### Your task
Transcribe the data exactly, stopping after the "### Description" line.

┏━━

Issue #7729, opened 2026-04-08
Feature Request: Allow returning undefined/false from parseMarkdown


bdbch:
### Discussed in https://github.com/ueberdosis/tiptap/discussions/7571

<div type='discussions-op-text'>

<sup>Originally posted by **n-siddarth** March  7, 2026</sup>
### Description

It would be nice if users had the option of returning `undefined` or `false` from `parseMarkdown` implementations indicating that the parsing was not successful and that the tokens should be skipped for this handler. This would allow multiple extensions to serialize to the same markdown string but parse differently based on certain conditions.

┗━━

### Answer section
Issue #7729, opened 2026-04-08
Feature Request: Allow returning undefined/false from parseMarkdown


bdbch:
### Discussed in https://github.com/ueberdosis/tiptap/discussions/7571

<div type='discussions-op-text'>

<sup>Originally posted by **n-siddarth** March  7, 2026</sup>
### Description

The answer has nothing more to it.